TASK REQUIREMENTS: Scan the data below and copy each line where "files" occurs.
[RECORDS FOR THE TASK]
PR #12824, opened 2020-04-22
Downgrade ts-node, script type fixes

ecraig12345:
Downgrade ts-node to version 7, which has caching (see #12789 discussion). 

Fix some type issues in script files.

###### Microsoft Reviewers: [Open in CodeFlow](http://wpcp.azurewebsites.net/CodeFlowProtocolProxy2.php?pullrequest=https://github.com/microsoft/fluentui/pull/12824)

### DIFF
--- a/scripts/gulp/plugins/util/getComponentInfo.ts
+++ b/scripts/gulp/plugins/util/getComponentInfo.ts
@@ -11,7 +11,7 @@ import parseDocblock from './parseDocblock';
 import parseType from './parseType';
 import getShorthandInfo from './getShorthandInfo';
 
-const getAvailableBehaviors = (accessibilityProp: ComponentProp): BehaviorInfo[] => {
+const getAvailableBehaviors = (accessibilityProp: ComponentProp | undefined): BehaviorInfo[] | undefined => {
   const docTags = accessibilityProp && accessibilityProp.tags;
   const availableTag = _.find(docTags, { title: 'available' });
   const availableBehaviorNames = _.get(availableTag, 'description', '');
@@ -87,7 +87,7 @@ const getComponentInfo = (tsConfigPath: string, filepath: string, ignoredParentI
   const isChild = !isParent;
   const parentDisplayName = isParent ? null : dirname;
   // "Field" for "FormField" since it is accessed as "Form.Field" in the API
-  const subcomponentName = isParent ? null : info.displayName.replace(parentDisplayName, '');
+  const subcomponentName = isParent ? null : info.displayName.replace(parentDisplayName!, '');
 
   // "ListItem.js" is a subcomponent is the "List" directory
   const subcomponentRegExp = new RegExp(`^${dirname}\\w+\\.tsx$`);
--- a/packages/fluentui/docs/src/types.ts
+++ b/packages/fluentui/docs/src/types.ts
@@ -38,7 +38,7 @@ export type ComponentInfo = {
   props: ComponentProp[];
   repoPath: string;
   subcomponentName: null | string;
-  subcomponents: string[];
+  subcomponents: string[] | null;
   type: 'component';
 };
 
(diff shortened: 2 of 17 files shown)


scripts/gulp/plugins/util/getComponentInfo.ts
```diff
@@ -11,7 +11,7 @@ import parseDocblock from './parseDocblock';
 import parseType from './parseType';
 import getShorthandInfo from './getShorthandInfo';
 
-const getAvailableBehaviors = (accessibilityProp: ComponentProp): BehaviorInfo[] => {
+const getAvailableBehaviors = (accessibilityProp: ComponentProp | undefined): BehaviorInfo[] | undefined => {
```
assuncaocharles, line 14:
```suggestion
const getAvailableBehaviors = (accessibilityProp?: ComponentProp): BehaviorInfo[] | undefined => {
```

scripts/gulp/plugins/util/getComponentInfo.ts
```diff
@@ -11,7 +11,7 @@ import parseDocblock from './parseDocblock';
...
   const docTags = accessibilityProp && accessibilityProp.tags;
```
assuncaocharles, line 15:
```suggestion
  const docTags = accessibilityProp?.tags;
```

scripts/gulp/plugins/util/getComponentInfo.ts
```diff
@@ -87,7 +87,7 @@ const getComponentInfo = (tsConfigPath: string, filepath: string, ignoredParentI
   const isChild = !isParent;
   const parentDisplayName = isParent ? null : dirname;
   // "Field" for "FormField" since it is accessed as "Form.Field" in the API
-  const subcomponentName = isParent ? null : info.displayName.replace(parentDisplayName, '');
+  const subcomponentName = isParent ? null : info.displayName.replace(parentDisplayName!, '');
```
assuncaocharles, line 90: Didn't got why the `!` added

scripts/gulp/plugins/util/getComponentInfo.ts
layershifter: Nope.

```ts
function a(a: string | undefined) { };
function b(a?: string) { };

console.log(b('a'))
// really optional
console.log(b())

console.log(a('a'))
// requires to pass a param
console.log(a())
```

https://www.typescriptlang.org/play/?ssl=1&ssc=1&pln=11&pc=17#code/GYVwdgxgLglg9mABAQwBTIFyIM5QE4xgDmiAPouACYCmwh1lAlIgN6IC+A3ALABQokWAkQAjdAH4suAsWZsufRbwgJscADbUAdOrhFUYgOTJDjRnwD0FxHmrJ16gJ6I4AByFh7fFWDWadegaoZko+ftq6+mjGpua8VjbUAI4gMLbYiFBwiK7I2BnIOch4yAC23qoaEYFoZkA

assuncaocharles: Alright, makes sense but in this case makes really difference?

ecraig12345: In this case the param is always passed, so we'll leave it as `ComponentProp | undefined`.

scripts/gulp/plugins/util/getComponentInfo.ts
ecraig12345: It's a non-null assertion operator (needed here when `strictNullChecks` is enabled). `parentDisplayName` will never actually be null in this case, but TS is unable to infer that for some reason.

assuncaocharles: Alright, makes sense. Thanks :)

scripts/gulp/plugins/util/getComponentInfo.ts
assuncaocharles: Alright :)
[/RECORDS FOR THE TASK]
EXERCISE ANSWER:
Fix some type issues in script files.
(diff shortened: 2 of 17 files shown)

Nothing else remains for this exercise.